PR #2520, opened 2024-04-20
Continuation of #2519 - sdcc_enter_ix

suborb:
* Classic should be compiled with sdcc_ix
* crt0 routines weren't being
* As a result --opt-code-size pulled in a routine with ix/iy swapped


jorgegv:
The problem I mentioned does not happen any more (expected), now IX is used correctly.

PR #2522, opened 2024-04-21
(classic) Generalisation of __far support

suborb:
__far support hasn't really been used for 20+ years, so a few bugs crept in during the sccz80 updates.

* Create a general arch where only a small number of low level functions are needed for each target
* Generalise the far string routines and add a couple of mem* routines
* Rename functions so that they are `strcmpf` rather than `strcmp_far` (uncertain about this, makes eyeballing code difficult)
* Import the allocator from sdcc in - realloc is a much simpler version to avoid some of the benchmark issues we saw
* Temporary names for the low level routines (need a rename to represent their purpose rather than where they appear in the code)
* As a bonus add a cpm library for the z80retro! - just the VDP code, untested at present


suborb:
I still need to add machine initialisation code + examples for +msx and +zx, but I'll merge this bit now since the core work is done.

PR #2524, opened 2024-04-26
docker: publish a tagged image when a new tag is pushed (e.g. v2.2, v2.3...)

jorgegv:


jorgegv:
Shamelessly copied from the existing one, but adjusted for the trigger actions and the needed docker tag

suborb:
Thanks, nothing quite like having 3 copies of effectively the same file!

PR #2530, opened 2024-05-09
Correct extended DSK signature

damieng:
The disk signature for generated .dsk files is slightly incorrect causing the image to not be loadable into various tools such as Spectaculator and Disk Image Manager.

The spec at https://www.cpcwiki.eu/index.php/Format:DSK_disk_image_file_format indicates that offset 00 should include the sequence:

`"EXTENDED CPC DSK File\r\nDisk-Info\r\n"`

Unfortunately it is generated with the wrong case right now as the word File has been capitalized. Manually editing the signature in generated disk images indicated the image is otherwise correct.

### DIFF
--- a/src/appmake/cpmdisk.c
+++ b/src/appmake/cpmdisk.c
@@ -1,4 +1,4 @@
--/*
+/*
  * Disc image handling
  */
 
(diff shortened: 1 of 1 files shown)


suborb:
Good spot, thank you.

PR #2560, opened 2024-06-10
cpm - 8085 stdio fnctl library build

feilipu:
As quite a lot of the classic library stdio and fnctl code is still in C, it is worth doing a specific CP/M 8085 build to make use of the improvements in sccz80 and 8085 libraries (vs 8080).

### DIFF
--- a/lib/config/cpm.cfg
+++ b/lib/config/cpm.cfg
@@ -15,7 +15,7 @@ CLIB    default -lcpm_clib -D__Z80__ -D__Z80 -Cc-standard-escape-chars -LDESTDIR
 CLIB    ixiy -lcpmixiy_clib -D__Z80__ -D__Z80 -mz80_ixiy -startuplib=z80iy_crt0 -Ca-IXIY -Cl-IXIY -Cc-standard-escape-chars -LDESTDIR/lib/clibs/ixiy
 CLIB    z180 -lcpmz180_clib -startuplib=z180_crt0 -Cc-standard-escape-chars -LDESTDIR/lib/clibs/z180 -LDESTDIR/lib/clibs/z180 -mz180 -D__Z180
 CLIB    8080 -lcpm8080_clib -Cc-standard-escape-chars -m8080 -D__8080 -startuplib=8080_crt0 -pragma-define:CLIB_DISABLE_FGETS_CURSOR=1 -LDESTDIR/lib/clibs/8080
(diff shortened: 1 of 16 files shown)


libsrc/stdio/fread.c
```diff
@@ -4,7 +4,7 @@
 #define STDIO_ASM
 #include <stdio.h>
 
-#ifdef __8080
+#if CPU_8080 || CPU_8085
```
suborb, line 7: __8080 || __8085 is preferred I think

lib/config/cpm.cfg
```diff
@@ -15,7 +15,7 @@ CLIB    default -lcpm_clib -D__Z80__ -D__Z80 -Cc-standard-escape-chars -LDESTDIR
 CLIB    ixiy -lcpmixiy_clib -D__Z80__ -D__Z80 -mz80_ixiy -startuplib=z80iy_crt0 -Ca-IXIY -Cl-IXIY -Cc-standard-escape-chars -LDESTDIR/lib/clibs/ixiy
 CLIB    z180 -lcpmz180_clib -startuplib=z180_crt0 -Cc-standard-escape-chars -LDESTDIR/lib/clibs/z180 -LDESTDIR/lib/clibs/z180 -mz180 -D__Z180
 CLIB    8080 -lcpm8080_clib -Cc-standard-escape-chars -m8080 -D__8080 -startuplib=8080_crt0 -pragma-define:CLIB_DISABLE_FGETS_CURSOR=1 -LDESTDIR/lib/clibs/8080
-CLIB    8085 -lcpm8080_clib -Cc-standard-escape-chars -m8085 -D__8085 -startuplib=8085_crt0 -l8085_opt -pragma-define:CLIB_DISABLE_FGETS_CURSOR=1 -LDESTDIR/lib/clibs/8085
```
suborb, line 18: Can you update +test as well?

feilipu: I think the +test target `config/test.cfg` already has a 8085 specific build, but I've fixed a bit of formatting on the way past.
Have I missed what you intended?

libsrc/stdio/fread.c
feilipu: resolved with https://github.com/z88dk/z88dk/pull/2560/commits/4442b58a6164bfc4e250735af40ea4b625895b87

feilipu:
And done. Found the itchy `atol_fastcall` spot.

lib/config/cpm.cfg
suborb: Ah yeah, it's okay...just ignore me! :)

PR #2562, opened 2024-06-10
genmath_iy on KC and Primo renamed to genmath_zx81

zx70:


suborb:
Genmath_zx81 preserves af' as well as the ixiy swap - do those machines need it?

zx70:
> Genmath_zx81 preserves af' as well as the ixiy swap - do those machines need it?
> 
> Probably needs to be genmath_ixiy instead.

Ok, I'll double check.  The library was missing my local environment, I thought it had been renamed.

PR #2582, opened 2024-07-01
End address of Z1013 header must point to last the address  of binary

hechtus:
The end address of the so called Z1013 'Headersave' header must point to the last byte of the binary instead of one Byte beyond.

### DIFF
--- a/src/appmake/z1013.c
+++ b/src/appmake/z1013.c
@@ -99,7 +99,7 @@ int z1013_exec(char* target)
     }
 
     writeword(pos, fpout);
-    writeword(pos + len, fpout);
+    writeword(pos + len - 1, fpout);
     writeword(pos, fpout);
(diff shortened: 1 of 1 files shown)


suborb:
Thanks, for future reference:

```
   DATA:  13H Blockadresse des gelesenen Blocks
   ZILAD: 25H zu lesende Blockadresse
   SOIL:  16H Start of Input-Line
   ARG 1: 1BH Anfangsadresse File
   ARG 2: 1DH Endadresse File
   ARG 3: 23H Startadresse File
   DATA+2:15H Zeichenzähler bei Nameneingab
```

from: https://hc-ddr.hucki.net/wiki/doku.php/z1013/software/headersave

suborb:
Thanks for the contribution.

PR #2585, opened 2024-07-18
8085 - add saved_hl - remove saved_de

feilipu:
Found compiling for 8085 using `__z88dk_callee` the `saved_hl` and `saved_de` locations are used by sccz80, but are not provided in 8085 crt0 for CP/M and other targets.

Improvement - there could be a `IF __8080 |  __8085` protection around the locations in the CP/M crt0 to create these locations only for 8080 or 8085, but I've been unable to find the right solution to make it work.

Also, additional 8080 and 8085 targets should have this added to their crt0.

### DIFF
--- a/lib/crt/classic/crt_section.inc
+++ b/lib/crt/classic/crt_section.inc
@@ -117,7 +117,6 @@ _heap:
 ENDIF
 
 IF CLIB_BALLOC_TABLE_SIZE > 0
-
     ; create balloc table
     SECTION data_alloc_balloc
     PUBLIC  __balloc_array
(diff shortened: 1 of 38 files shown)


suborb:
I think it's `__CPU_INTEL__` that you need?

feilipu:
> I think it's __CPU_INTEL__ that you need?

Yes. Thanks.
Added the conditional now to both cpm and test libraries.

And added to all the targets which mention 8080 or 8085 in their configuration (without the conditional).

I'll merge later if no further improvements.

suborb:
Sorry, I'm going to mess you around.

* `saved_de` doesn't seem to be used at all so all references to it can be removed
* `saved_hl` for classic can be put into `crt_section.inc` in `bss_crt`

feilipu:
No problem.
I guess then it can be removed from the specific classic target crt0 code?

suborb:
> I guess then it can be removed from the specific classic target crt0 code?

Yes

Work instructions:
Going through the listing above, tally the lines that contain the word "binary" and report the total alone.

Exercise output:
2